I'm not sure about the relation between the algebraic independence of $a$ and $b$, and the fact that $\Q(a,b)/\Q$ is a simple extension. Notice that $\Q(\pi, e)$ is probably unknown to be a simple extension of $\Q$.
Thank you for your help!
Solution 1:
The extension $\mathbb{Q}(\sqrt{2},e)\supset\mathbb{Q}$ is not simple. If $\mathbb{Q}(u)=\mathbb{Q}(\sqrt{2},e)$, then $\mathbb{Q}(u)$ is infinite-dimensional over $\mathbb{Q}$, so $u$ is transcendental. But then $\mathbb{Q}(u)$ is purely transcendental over $\mathbb{Q}$ while $\mathbb{Q}(\sqrt{2},e)$ is not.
Solution 2:
You have to show that $$ \mathbb{Q}(X) \subsetneq \mathbb{Q}(e,\sqrt{2}) $$ for any $X \in \mathbb{Q}(e,\sqrt{2})$.
If $X$ is algebraic, then $[\mathbb{Q}(X) : \mathbb{Q}]$ is finite while $[\mathbb{Q}(e,\sqrt{2}): \mathbb{Q}]$ is infinite.
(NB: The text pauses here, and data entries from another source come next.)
Issue #552, opened 2016-02-02
stomp out admin theme mode for non-admin users


btopro:
the administration theme should ONLY apply to paths that are for admins. This is a relatively easy fix in most instances. #551 shows this.

btopro:
- admin/config/development/performance (remove)
- admin/content/book/sar (move / replicate)
- admin/content/book (this will wait til OD 3.x)
- import/feeds_node_helper_book_import (needs moved probably)

PR #621, opened 2016-02-12
#552 dropped admin theme on user/* menus

mmilutinovic1313:
This commit removes drupal from treating user/* from using the admin theme


btopro:
Looks good, next up the js error

Issue #635, opened 2016-02-15
Book nav auto labeling settings not working.


heyMP:
![screen shot 2016-02-15 at 5 20 27 pm](https://cloud.githubusercontent.com/assets/3428964/13061832/7a4e0dc0-d408-11e5-97c5-ce8f6e47652b.png)

heyMP:
PR coming shortly

michael-collins:
I'm pretty sure that the Auto Number should come after Auto Label. For instance. Lesson 1 - Something, Lesson 2 - Another thing. I can't imagine a time where you'd want 1. Lesson - A Thing. 2. Lesson - Another thing. Auto labeling was how we were going to deal with some people wanting to call things lessons and some call them modules, units, etc - yet share the same content.

btopro:
@heyMP yeah I'd think it would be Lesson 2 - whatever.

PR #636, opened 2016-02-15
Book Sibling Nav auto labeling

heyMP:
Issue #635

PR demo:
https://youtu.be/l_0KARCRAZs


btopro:
will accept the PR then switch the order of number and label as @michael-collins suggested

If $X$ is not algebraic, then it is transcendental. It suffices to show that $\mathbb{Q}(X)$ does not contain a square root of $2$. Since $\mathbb{Q}(X)$ is isomorphic to the fraction field of polynomials, you need to show that there do not exist polynomials $p(X)$, $q(X)$ with rational coefficients such that $$ \left( \frac{p(X)}{q(X)} \right)^2 = 2. $$ Can you take it from here?
Solution 3:
Call $K=\Bbb{Q}(\sqrt{2})$. Then $\Bbb{Q}(\sqrt{2} , e)$ is isomorphic to $K(x)$, the fraction field of $K[x]$. If this were a simple extension of $\Bbb{Q}$, it would be isomorphic to $\Bbb{Q}(x)$, the fraction field of $\Bbb{Q}[x]$. So $$\Bbb{Q}(x) \cong K(x)$$ But this contradicts the fact that $X^2-2 \in \Bbb{Q}(x)[X]$ has no root in $\Bbb{Q}(x)$.